→ Work required
In the records below, count every line where the string "configuration" appears, and reply with the count only.
*** Source material ***
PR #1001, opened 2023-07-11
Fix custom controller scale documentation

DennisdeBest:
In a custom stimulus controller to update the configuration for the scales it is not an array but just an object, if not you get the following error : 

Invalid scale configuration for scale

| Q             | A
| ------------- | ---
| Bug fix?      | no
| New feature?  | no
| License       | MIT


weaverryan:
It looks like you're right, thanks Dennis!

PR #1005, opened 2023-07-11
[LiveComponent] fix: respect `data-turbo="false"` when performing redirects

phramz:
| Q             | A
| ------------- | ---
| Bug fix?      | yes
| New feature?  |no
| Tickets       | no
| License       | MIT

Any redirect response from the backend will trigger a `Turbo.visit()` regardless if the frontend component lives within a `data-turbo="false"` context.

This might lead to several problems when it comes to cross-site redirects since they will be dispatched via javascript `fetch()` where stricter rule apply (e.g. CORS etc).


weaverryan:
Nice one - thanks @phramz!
*** End of Source material ***
→ Written response
2